-- Opening Marker --

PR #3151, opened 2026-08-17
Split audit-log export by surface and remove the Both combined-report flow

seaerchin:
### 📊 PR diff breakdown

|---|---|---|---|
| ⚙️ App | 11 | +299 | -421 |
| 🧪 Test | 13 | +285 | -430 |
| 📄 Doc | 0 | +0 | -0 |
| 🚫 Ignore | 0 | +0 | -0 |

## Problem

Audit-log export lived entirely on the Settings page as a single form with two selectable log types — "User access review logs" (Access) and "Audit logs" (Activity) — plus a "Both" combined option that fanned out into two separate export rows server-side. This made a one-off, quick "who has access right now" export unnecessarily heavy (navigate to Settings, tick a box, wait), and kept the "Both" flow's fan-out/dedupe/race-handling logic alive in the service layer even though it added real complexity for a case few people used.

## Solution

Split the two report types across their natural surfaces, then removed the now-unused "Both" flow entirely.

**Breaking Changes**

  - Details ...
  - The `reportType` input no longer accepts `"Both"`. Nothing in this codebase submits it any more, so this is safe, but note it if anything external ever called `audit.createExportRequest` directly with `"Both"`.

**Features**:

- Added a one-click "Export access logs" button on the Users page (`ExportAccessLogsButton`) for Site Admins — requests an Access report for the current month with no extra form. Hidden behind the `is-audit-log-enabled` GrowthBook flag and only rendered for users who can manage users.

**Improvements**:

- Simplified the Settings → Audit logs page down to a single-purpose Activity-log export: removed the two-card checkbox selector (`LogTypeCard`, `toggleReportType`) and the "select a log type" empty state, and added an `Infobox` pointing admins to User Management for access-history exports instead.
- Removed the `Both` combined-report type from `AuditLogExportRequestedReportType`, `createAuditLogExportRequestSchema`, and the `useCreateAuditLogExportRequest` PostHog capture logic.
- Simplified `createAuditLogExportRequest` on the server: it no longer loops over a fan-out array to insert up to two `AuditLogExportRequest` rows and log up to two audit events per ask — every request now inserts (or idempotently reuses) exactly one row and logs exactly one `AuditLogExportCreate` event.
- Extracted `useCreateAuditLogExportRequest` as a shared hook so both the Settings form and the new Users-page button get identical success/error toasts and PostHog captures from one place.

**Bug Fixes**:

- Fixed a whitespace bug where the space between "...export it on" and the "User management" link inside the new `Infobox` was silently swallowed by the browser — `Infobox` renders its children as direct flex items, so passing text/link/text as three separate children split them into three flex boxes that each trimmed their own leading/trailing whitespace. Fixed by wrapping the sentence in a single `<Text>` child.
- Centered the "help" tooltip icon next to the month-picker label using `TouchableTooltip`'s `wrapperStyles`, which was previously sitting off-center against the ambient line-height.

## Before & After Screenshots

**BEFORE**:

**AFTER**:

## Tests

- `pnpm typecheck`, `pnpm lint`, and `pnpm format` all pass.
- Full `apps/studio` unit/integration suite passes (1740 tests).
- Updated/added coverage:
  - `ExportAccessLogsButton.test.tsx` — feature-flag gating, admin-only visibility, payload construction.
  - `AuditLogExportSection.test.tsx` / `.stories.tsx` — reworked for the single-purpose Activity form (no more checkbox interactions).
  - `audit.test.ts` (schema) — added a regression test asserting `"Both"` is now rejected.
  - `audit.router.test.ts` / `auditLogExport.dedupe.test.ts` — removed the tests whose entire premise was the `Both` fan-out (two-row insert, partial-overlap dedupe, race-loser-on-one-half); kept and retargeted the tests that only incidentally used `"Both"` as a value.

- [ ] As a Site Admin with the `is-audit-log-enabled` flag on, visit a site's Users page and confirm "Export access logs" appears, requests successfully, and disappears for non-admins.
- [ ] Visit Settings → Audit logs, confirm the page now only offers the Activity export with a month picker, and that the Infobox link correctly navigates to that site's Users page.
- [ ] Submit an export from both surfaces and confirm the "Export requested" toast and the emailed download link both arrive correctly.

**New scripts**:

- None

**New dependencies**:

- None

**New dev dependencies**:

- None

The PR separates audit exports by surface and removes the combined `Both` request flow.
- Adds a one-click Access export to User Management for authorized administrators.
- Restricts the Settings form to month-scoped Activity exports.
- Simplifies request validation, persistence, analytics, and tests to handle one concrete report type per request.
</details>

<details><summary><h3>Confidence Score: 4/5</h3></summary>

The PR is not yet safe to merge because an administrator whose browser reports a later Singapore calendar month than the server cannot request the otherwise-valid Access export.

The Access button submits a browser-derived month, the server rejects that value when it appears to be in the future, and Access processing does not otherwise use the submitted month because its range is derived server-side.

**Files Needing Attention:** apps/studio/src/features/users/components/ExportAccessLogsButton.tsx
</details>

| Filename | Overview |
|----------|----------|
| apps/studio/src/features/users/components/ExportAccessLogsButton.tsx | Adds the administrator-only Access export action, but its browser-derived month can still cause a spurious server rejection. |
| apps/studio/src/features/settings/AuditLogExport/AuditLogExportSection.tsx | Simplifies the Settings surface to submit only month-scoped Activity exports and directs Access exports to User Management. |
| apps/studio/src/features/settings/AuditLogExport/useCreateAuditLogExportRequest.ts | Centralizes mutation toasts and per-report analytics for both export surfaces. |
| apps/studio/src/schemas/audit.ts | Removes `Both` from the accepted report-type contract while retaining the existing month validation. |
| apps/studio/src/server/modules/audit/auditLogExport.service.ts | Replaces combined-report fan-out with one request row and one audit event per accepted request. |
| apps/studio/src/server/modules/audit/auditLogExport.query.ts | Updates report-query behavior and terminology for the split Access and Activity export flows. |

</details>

-- Closing Marker --
-- Opening Marker --

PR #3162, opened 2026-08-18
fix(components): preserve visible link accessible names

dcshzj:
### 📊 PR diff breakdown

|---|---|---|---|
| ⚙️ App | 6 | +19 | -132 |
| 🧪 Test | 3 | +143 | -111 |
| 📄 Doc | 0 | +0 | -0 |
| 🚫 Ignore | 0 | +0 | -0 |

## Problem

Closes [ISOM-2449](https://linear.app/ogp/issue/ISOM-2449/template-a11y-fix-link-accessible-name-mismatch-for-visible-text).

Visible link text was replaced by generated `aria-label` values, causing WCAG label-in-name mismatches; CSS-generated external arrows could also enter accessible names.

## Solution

-- Closing Marker --

#### [Exercise]
Looking back over the data above, restate word for word the lines that begin at the line with "is now rejected." and end at the line with "- [ ] As a Site", inclusive.

#### [Expected answer]
  - `audit.test.ts` (schema) — added a regression test asserting `"Both"` is now rejected.
  - `audit.router.test.ts` / `auditLogExport.dedupe.test.ts` — removed the tests whose entire premise was the `Both` fan-out (two-row insert, partial-overlap dedupe, race-loser-on-one-half); kept and retargeted the tests that only incidentally used `"Both"` as a value.

- [ ] As a Site Admin with the `is-audit-log-enabled` flag on, visit a site's Users page and confirm "Export access logs" appears, requests successfully, and disappears for non-admins.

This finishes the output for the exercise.